There is indeed no such line, but there doesn’t need to be one. Children do not transform into adults when the clock strikes midnight for their 18th birthday, but no one argues that therefore all children should be treated as adults. The legal sharpness of the boundary is a construct for managing the more complex reality. So are the legal limits on the terms of pregnancy within which an abortion is permitted.

If you win the argument that the “unborn child” is—up to around 20-24 weeks at least—still only a potential person and not an actual one, abortion can no longer be equated with murder. Only then does it become a question of the rights of the woman to make her own choices about her body.

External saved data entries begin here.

PR #1083, opened 2026-06-16
docs: spec roster-driven federation auto-wiring (registry roster → accept-list + presence)

mellanon:
Specs the missing wire so a network's other stacks/principals/assistants render on the local Mission Control Network view.

**Key finding (looked at signal first, per the ask):** this is a **wiring** feature, not a from-scratch build —
- **signal** already owns roster⋈liveness reconciliation (`registry-intent.ts` `RegistryIntentSource` seam + `connected`/`registered-absent`/`unregistered-present` verdicts, projected on `system.transport.*`), and cortex **already folds** it (U3.3) + badges hubs with the verdict (U2.3).
- **cortex** already reads the registry roster (`network-lib.ts`/`network-adapters.ts`), and the **federated presence subscriber + accept-list gate + chain-verify + foreign-hub UI** are all built (just inert/ungated).

**Root cause (cited):** `network join` (network-lib.ts:289-327) resolves peers into `peers[]` but writes `accept_subjects` **OWN-only** (never peers' subtrees) and only **once at join** — so a peer who joins later is never admitted (live `in=0` with `peers:[jc]`).

**The fix** = a cortex-side **roster→federation reconciler**: derive `accept_subjects` = OWN ∪ peer subtrees from the roster, (re)subscribe the existing federated presence subscriber, reconcile continuously, compose with signal's liveness verdicts. Trust/privacy invariants unchanged (metadata-only, registry-is-authority, chain-verify under enforce).

Dependency-ordered P1→P4 with ADR-0006 Phase-3 (hosted pane) on a parallel track. See the doc for phasing, trust invariants, and 4 open questions (esp. OQ2: confirm `accept_subjects` is the sole inbound gate before building P2).

Tracking issue to follow.


mellanon:
Tracking issue: #1084 (the dependency-ordered P1→P4 plan). This PR is the design doc only — no code.

PR #1093, opened 2026-06-17
feat(network): C-1086 — lift registry-roster read into a runtime-callable lib (P1)

mellanon:
## P1 of the roster-driven federation auto-wiring umbrella (#1084)

Lifts cortex's **registry-roster read** out of the `network` CLI into a
**runtime-callable** lib so the federation reconciler (P3, #1088) can resolve
*"who is on network X?"* without invoking a CLI command.

**Design:** `docs/design-roster-driven-federation-wiring.md` §4 (signal-optional), §7 (P1) — spec'd in PR #1083.
**Umbrella:** #1084 (wave 1; parallelizable with P2 #1087, P4 #1089).

### What changed

**New `src/bus/agent-network/roster-read.ts`:**
- `resolveNetworkRoster(networkId, localPrincipalId, client)` — drives the same DD-9/DD-10 path the CLI join does:
  1. `NetworkRegistryClient.fetchAndCache` — verified live fetch (refreshes the DD-10 cache).
  2. On `unreachable` → `loadCached` (DD-10 last-known-good). No cache ⇒ `unreachable_uncached`.
  3. `not_found` / `unverified` ⇒ definitive negative (no cache consult).
  - **Never throws** — every failure is a discriminated `ok:false` so a long-running reconciler branches without try/catch.
- `buildRosterPeers` — lifts the CLI's private roster→peers projection **verbatim** (excludes the local principal; re-encodes the roster key to nkey-U per DD-8, or leaves it off so the S2 resolver fills it per DD-5).
- Surfaces the **#762 `emptyRoster`** signal (0 resolved peers is the common early state, **not** an error) so a caller preserves hand-pins rather than overwriting with `[]`.
- Returns **both** views from one resolve: the wire-segment view (`principal`/`stack` → the reconciler's `federated.{principal}.{stack}.>`) and the config view (`principal_id`/`stack_id`/`principal_pubkey` → `PolicyFederatedPeer`).

**CLI behavior-preserving:** `network-lib.ts buildPeers` now delegates to the lifted `buildRosterPeers` (thin `RosterPeer` → `PolicyFederatedPeer` adapter). This is an **extract + expose**, not a redesign.

### Hard constraints honored
- **No `signal` import.** Zero dependency on the `signal` package — reads the registry directly via cortex's own client (shared *registry*, not shared *package*; design §4). Verified: no signal import in the lib or the `agent-network` tree.
- **DD-10 registry-unreachable → cached fallback preserved** (unit-tested).
[...]

Issue #1084, opened 2026-06-16
Roster-driven federation auto-wiring — registry roster → accept-list + presence subscription


mellanon:
## Umbrella — Roster-driven federation auto-wiring

Turn *"a peer is on my network"* into *"its assistants render on my local Network view"*, driven by the registry roster. **Design:** docs/design-roster-driven-federation-wiring.md (PR #1083).

## Key facts (traced)
- **Wiring feature, not a rebuild:** signal already owns roster⋈liveness + the `RegistryIntentSource` seam (consumed by cortex via U3.3 + badged U2.3); cortex already reads the registry roster (`network-lib.ts`); the federated presence subscriber + accept-list gate + chain-verify + foreign-hub UI are all built.
- **Signal-optional (§4):** cortex stands alone (own presence/liveness, ADR-0007); signal is additive deep-observability, bus-only, absent-safe — **zero code dependency** today. Every slice preserves this.
- **OQ2 RESOLVED → P2 mandatory:** `evaluateFederationGate` requires `accept_subjects` to match the inbound subject; presence is source-addressed (`federated.{peer}.*`) so OWN-only accept rejects peers even though they're in `peers[]`. Dual-grammar: dispatch receiver-addressed, presence source-addressed.

## Slices (sub-issues)
| Slice | What | Depends on | Parallel? |
|---|---|---|---|
| **P1** #1086 | Lift registry-roster read into a runtime-callable lib | — | ✅ wave 1 |
| **P2** #1087 | Accept-list derivation: own ∪ peer subtrees (OQ2) | — (roster fixture) | ✅ wave 1 |
| **P4** #1089 | Signal-optional transport-verdict on federated hubs | — | ✅ wave 1 |
| **P3** #1088 | Continuous reconciler + presence-subscription follow | P1 + P2 | wave 2 |

**Parallel plan:** wave 1 = {P1, P2, P4} concurrent; wave 2 = P3 integrates.

## Parallel / separate track
ADR-0006 Phase-3 (hosted meta-factory.ai pane, NKey-signed own-slice push) — shares the roster source, separate surface, not in this umbrella.

## Acceptance (umbrella)
A peer joining a shared network after the local stack joined renders within one reconcile interval (no manual join); `cortex network status` shows the peer subtree on `accept:` + `in>0`; works with signal NOT installed; no interior subtree ever accept-listed; chain-verify still rejects scope-spoofs under enforce.

mellanon:
[...]

PR #1102, opened 2026-06-17
feat(network): C-1088 — continuous federation roster reconciler (P3)

### LINKED ISSUE #1088: [P3] Continuous federation reconciler + presence-subscription follow
Sub-issue of #1084. Design: docs/design-roster-driven-federation-wiring.md §5 + §7 P3. **Depends on P1 + P2.**

## Scope
A runtime federation roster reconciler. For each network the stack is a member of, on a refresh interval (and/or change signal):
1. Resolve the roster (P1).
2. Derive desired federation policy = peers[] + accept_subjects (P2).
3. Apply to the LIVE `policy.federated.networks[]` + (re)subscribe the federated presence subscriber (`federated-subscriber.ts`) to the new accept-listed subtrees. Existing trust gate unchanged (chain-verify under enforce, accept-list-only under off).
4. Reconcile continuously — not just at `network join`. Preserve #762 hand-pin guard.

## Decisions to make (design recommends)
- OQ1 per-network opt-in (default off, explicit enable per network).
- OQ3 reconcile trigger: cortex-owned self-poll baseline (signal-optional); optionally piggyback signal's `roster_snapshot` cadence when present.

## Acceptance
- A peer that joins a shared network AFTER the local stack joined renders on the Network view within one reconcile interval, no manual `network join`.
- `cortex network status` shows the peer subtree on `accept:` and **in>0** (emit-side + transport verified end-to-end).
- A degraded/unreachable peer never blocks boot or the reconcile.
- Works with signal NOT installed (peers render from federated presence).

mellanon:
Closes #1088. Sub-issue of the roster-driven federation auto-wiring umbrella **#1084**. Builds on **P1 (#1093)** + **P2 (#1096)**, both merged.

Design: `docs/design-roster-driven-federation-wiring.md` **§4** (the missing wire), **§5** (trust invariants), **§7 P3** + OQ1/OQ3.

## The problem (design §1/§2)

A peer that joins a shared network **after** the local stack joined never landed on the accept-list — the roster was resolved **once**, at `network join` (defect #2). So inbound `federated.{peer}.*` presence was gated out (`in=0`) even with the leaf up and the peer a known member. P2 fixed the accept-list **shape** at join time; P3 makes it **continuous**.

## What this builds

A runtime **federation roster reconciler** (`src/bus/agent-network/federation-reconciler.ts`). For each **opted-in** network, on a refresh interval:

1. **Resolve** the registry roster — P1 `resolveNetworkRoster`.
2. **Derive** desired policy = `peers[]` ∪ `accept_subjects` (OWN ∪ peer subtrees) — P2 `deriveAcceptSubjects`.
3. **Apply** it to the **LIVE** `policy.federated.networks[]` **in place**. The federation gate's `federatedNetworksById` Map holds those objects **by reference**, so the widened accept-list is seen on the next inbound envelope with **no NATS re-bind** — the presence firehose `federated.*.*.agent.>` already covers every peer. "(Re)subscribe to the new subtrees" = mutate the live policy objects the gate reads.
4. **Reconcile continuously**, preserving the #762 "0 resolved peers → preserve hand-pins" guard.

Wired in `cortex.ts` right after the federated presence subscriber starts (same `mc.enabled` + registry gate), passing the **same** `resolvedPolicy.federated.networks[]` array the subscriber's gate references. Stopped in the shutdown drain.

## Decisions made (design §7)

- **OQ1 — per-network opt-in.** New `policy.federated.networks[].reconcile.{enabled, interval_ms}` (default **OFF**; `enabled:false` ⇒ byte-identical to pre-P3). A stack auto-wires `metafactory` but not `community`.
- **OQ3 — cortex-owned self-poll baseline (signal-optional).** Reads the registry via cortex's OWN `NetworkRegistryClient` (P1's `NetworkRosterProvider` slice); **zero `signal` import**; works with signal not installed. `interval_ms` self-poll (min 5s, default 60s). Piggybacking signal's `roster_snapshot` cadence is an additive P4 follow-up, never a prerequisite.

## Trust boundary (design §5 — UNCHANGED, FederationWireProtocol check #4)

- **Registry is the authority, the wire is data.** Only **roster-named** peers (from a DD-9-verified roster) are accept-listed — membership is never inferred from an arriving subject.
- **Only presence/dispatch subtrees widen.** Each accept entry is a top-level `federated.{principal}.{stack}.>` wildcard (the P2 derivation); **no interior subtree** is ever accept-listed (test-asserted).
- **The gate is unchanged.** Widening the accept-list does NOT bypass `verifySignedByChain` under `enforce` — the subscriber still chain-verifies every folded foreign envelope. Accept-list-only under `off`, chain-verify under `enforce` — the subscriber's posture ladder, untouched.
- **Cannot self-grant membership.** The reconciler only mutates existing network objects' `peers`/`accept_subjects` — it can **never add a network** the principal didn't join.
- **Best-effort.** A registry outage / poison network never throws out of the tick or perturbs the serving stack's own presence; any roster-resolve negative leaves the **last-good** live policy untouched (never wipes the accept-list on a transient outage). Mirrors the #989 aggregator + cockpit refresh loop.

## Emit-side note (OQ2 sibling-concern)

**No producer default flip needed on our side.** `federatePresence` (cortex.ts ~4967) is already ON for any stack with a `federated.networks[]`, so the local stack emits federated presence once joined. `in>0` on MY pane depends on the **peer** emitting (their config). This slice fixes the **receive** side (accept-listing roster peers); the emit-side default stays as-is per the hard constraint.

## Tests / gates

- `src/bus/agent-network/__tests__/federation-reconciler.test.ts` — 20 unit tests: derive+apply in place, in-place reference mutation (gate visibility), idempotence, #762 hand-pin preservation, registry-authority / no-interior / no-non-roster-peer trust assertions, not_found/unverified/unreachable best-effort, DD-10 cache fallback, OQ1 opt-in filtering, scheduled loop + best-effort tick isolation + idempotent stop.
- `src/__tests__/cortex.federation-reconciler-boot.test.ts` — boot integration: opted-in ⇒ roster peer auto-admitted into the live policy on boot; opt-out ⇒ inert (accept-list left as configured).
- `src/common/types/__tests__/cortex-config.test.ts` — `reconcile` schema (optional, defaults, 5s floor, strict typo guard).
- `docs/config-layout/network/example-network.yaml` — documents the per-network opt-in.

Local: `bunx tsc --noEmit` clean · `bun run lint:errors` clean · `bash scripts/check-carveouts.sh` (whole tree) clean · `bun test` **7083 pass / 0 fail**.


src/bus/agent-network/federation-reconciler.ts
```diff
@@ -0,0 +1,505 @@
...
+ * is awaited in isolation; it never throws).
+ */
+export async function reconcileOnce(
+  opts: ReconcileOnceOptions,
+): Promise<ReconcileSummary> {
+  const summary: ReconcileSummary = { applied: 0, unchanged: 0, errors: 0 };
+
+  for (const network of opts.networks) {
+    if (network.reconcile?.enabled !== true) continue; // OQ1 — opt-in only
+
```
mellanon, line 257: **[nit/quality]** `preserved-handpins` is bucketed under `summary.applied` even when nothing was mutated (the preserve path produces a shallow copy that `configPeersEqual` finds equal → no write). Cosmetic only — the count reads as "applied" for a no-op preserve. Consider a separate `preserved` counter, or fold pure-preserve into `unchanged`. Not blocking.

mellanon:
## Full Review (adversarial, trust-boundary focus): the-metafactory/cortex#1102

Reviewer focus per the slice's trust-sensitivity: can continuous reconcile widen trust beyond the verified roster?

### Lens Results
| FederationGrammar | 0 | 0 | 0 | 0 | **5/5 PASS** |

### Trust-boundary interrogation (7 questions) — all PASS, 0 blockers

1. **Non-roster peer / interior subtree?** Impossible. The accept-list is derived **only** from `resolved.peers` (a DD-9-verified registry roster via P1) or preserved hand-pins, through P2 `deriveAcceptSubjects`, which emits exclusively top-level `federated.{principal}.{stack}.>` wildcards. The test `never writes an interior subtree` asserts the `^federated\.[a-z0-9-]+\.[a-z0-9-]+\.>$` shape.
2. **Chain-verify / posture bypass?** None. The reconciler writes only `peers` + `accept_subjects`. `verifySignedByChain`, `rejectEmpty`, and the off/permissive/enforce ladder live entirely in `federated-subscriber.ts` and are untouched. Widening the accept-list under `enforce` still requires a verifiable chain to fold.
3. **Failure path wipes live policy?** No. `!resolved.ok` (`not_found` / `unverified` / `unreachable_uncached`) returns **before any mutation** — last-good policy is left intact. A transient empty roster with existing peers is caught by the #762 guard. Tests `registry not_found ⇒ UNCHANGED` and `unreachable + NO cache ⇒ UNCHANGED` pin this.
4. **Self-grant membership / add a network?** Impossible. `reconcileOnce` iterates the existing `resolvedPolicy.federated.networks[]` and only mutates each object's `peers`/`accept_subjects` arrays — it never pushes a new network. It cannot join a network the principal didn't.
5. **Aliasing / torn read mid-reconcile?** Safe. The apply block (`replaceArrayContents(peers)` + `replaceArrayContents(accept)`) is **fully synchronous — no `await`** between or within the splices. JS is single-threaded; the gate runs synchronously inside an envelope handler, so it can never observe a half-cleared array. The gate's `federatedNetworksById` Map holds the **same objects by reference** (verified in both `federated-subscriber.ts` and `surface-router.ts` — neither clones), so the mutation is visible with no NATS re-bind, exactly as designed.
6. **#762 hand-pin preservation.** Correct — mirrors the CLI join guard: empty roster + existing peers ⇒ preserve, and the accept-list is derived from the preserved set. Idempotent.
7. **Best-effort.** `reconcileNetwork` never throws (P1 returns a discriminated union; the derivation is pure). The loop tick is error-isolated (`Promise.resolve().then().then(ok, onError)`), and the entire boot wiring sits inside the existing non-fatal federated/sibling presence `try/catch`. A poison network or throwing client cannot crash boot or perturb the serving stack's own presence.

### Nits (non-blocking)
- **[quality]** `preserved-handpins` is counted under `summary.applied` even on a pure no-op preserve (inline comment).
- **[architecture]** The in-place mutation also widens the **surface-router dispatch** gate for the same peers (shared objects) — correct and beneficial (a roster peer should be admitted for both presence and dispatch), but it's an implicit side effect not called out in the design framing.

### Gates (local, on head 620901f)
`bunx tsc --noEmit` clean · `bun run lint:errors` clean · `bash scripts/check-carveouts.sh` (whole tree) clean · reconciler + boot tests 22/22 · full suite previously 7083/0.

### Verdict: approve — 0 blockers, 0 majors, 2 nits
The trust boundary holds under adversarial interrogation: registry stays the sole authority, only roster-named peers get presence/dispatch subtrees, chain-verify is unchanged, and every failure path is best-effort + last-good. The two nits are cosmetic; author's call.

mellanon (commented):
Full review (7 lenses + duplication), adversarial trust-boundary focus — the federation reconciler holds: registry-authoritative roster only, presence/dispatch subtrees only (no interiors), chain-verify unchanged, every failure path best-effort + last-good, no torn read (synchronous apply), cannot self-grant/add a network.

verdict: blockers=0 majors=0 nits=2 — recommend: merge (posted as comment-review — same account opened the PR; --approve blocked by GitHub)

Issue #1087, opened 2026-06-17
[P2] Accept-list derivation — own ∪ peer subtrees (OQ2-confirmed mandatory)


mellanon:
Sub-issue of #1084. Design: docs/design-roster-driven-federation-wiring.md §7 P2 + §8 OQ2 (resolved).

## Why (OQ2 resolved)
`evaluateFederationGate` (surface-router.ts:818) requires `accept_subjects` to match the inbound SUBJECT. Presence is SOURCE-addressed (`federated.{peer}.{stack}.agent.*`, subscriber `federated.*.*.agent.>`), so a peer's presence is rejected at gate step 3 under OWN-only `accept_subjects` — even though the peer is in `peers[]`. P2 fixes this.

## Scope
Derive `accept_subjects` from the roster:
- `federated.{self.principal}.{self.stack}.>` (dispatch addressed TO me — receiver grammar), **∪**
- `federated.{peer.principal}.{peer.stack}.>` for each roster peer (source-addressed presence FROM peers).

Pure function + unit tests (against a roster fixture — does NOT need P1's runtime wiring). Then wire it into the `network join` policy builder (`network-lib.ts:289-327`, where `acceptSubject` is currently OWN-only). Preserve the #762 hand-pin guard.

## Sibling-check (note, may spill to P3)
`accept_subjects` is the cortex APP gate. Also confirm the emit side: producer `federate` flag (default OFF) must be on, and `cortex network status` must show `in>0` end-to-end (transport/leaf interest), not just app-gate admit.

## Acceptance
- Pure derivation: roster {self, [jc/default]} → accept_subjects = [federated.self.*, federated.jc.default.>]; unit-tested incl. dual-grammar + empty-roster (#762 preserve).
- `network join` writes the peer subtrees into accept_subjects (not OWN-only).
- `evaluateFederationGate` admits a peer's `federated.{peer}.*.agent.*` after the change (gate-level test).

Parallelizable with P1, P4.

mellanon:
Starting P2: deriveAcceptSubjects pure fn (own ∪ peer subtrees) + wiring into the `network join` policy builder + a gate-level admit test. Branch: feat/c-1087-accept-list-derivation. TDD.

mellanon:
[...]

PR #1108, opened 2026-06-17
feat(offer): C-1097 — merge offer-mode dispatch accept_subjects with presence rows (#1084 P2.1)

### LINKED ISSUE #1097: [P2.1] Reconcile the OTHER OWN-only accept_subjects writer (offer-mode federation config)
Sub-issue of #1084. Flagged by the P2 (#1087) agent: `projectFederationConfig` (offer-mode dispatch federation config writer) ALSO emits an OWN-only `accept_subjects`, separate from the `network join` builder that P2 (#1087) fixed. For peer presence to be admitted on ALL config paths (not just `network join`), this writer must use the same `deriveAcceptSubjects` (own ∪ peer subtrees) from P2. 

Scope: point `projectFederationConfig` at `deriveAcceptSubjects` (src/bus/agent-network/accept-subjects.ts, merged in #1087). Small follow-up. Verify no path still writes OWN-only accept_subjects.

Depends on: #1087 (merged — provides deriveAcceptSubjects). Independent of P3 #1088 (can parallelize or fold into P3's reconcile).

mellanon:
## Investigation finding (the scope decision the umbrella was waiting on)

**Offer-mode federation dispatch is purely RECEIVER-addressed.** It only ever legitimately RECEIVES subjects addressed TO this stack — `federated.{me}.{stack}.tasks.{capability}.>`. Traced end-to-end:

- `src/bus/probe-responder.ts:503` — *"Subscribe our OWN federated tasks subject (FG-2: subject addresses us)"* — `federated.{us}.{stack}.tasks.*.>`.
- `src/cortex.ts:1572` — the federated review consumer subscribes `federated.{ownPrincipal}.{stack}.tasks.code-review.>`.
- `src/bus/review-consumer.ts` (verdict path) — the verdict a provider emits routes to `federated.{requester}.{stack}.review.verdict.*` — an **OUTBOUND publish to the requester's subtree**, not an accept. A provider never *accept-lists* peer-sourced traffic to do its job.
- `src/bus/surface-router.ts:818` `evaluateFederationGate` — already resolves the SOURCE network from `envelope.source`'s principal via `peers[]`; `accept_subjects` is the second gate keyed on the inbound **subject**.

So the OWN-only capability rows (`federated.{me}.{stack}.tasks.{cap}.>`) that `projectFederationConfig` emits are **already the least-privilege accept-list for dispatch** — exactly as #1105 scoped presence to `.agent.>`, dispatch is correctly scoped to `…tasks.{cap}.>`. **Widening to a peer's `.>` (or to `deriveAcceptSubjects`' own ∪ peer union) would be WRONG**: offer.ts has no roster/peer input (it derives from `offerings[]`, not peers), and offer-mode has no business accepting peer-sourced presence.

### The actual bug #1097 is waiting on

`accept_subjects` has **TWO writers** sharing one array:

| Writer | Owns | Wrote |
|---|---|---|
| presence-wiring (`network join` / reconciler, via `deriveAcceptSubjects`, #1087/#1105) | OWN `.>` ∪ each roster peer's `.agent.>` presence subtree | source-addressed presence FROM peers |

Anti-abortionists might still worry about the erosion of the sanctity of life and the slippery slopes that could lead to infanticide, or that the routine abortion of the disabled will diminish the status of disabled children and adults. These objections should not be ignored. Everyone should be concerned to ensure that legal abortion does not have these unintended consequences. But they are not fundamental objections to abortion itself and each of them can be met with a convincing response.

Whatever happens in the US Supreme Court in the coming months, the abortion debate will not go away—because the moral question at its core is serious and does not have a pleasingly simple answer. For as long as defenders of the right to abortion avoid answering it and simply talk of the right to choose, the anti-abortionists will be on the front foot.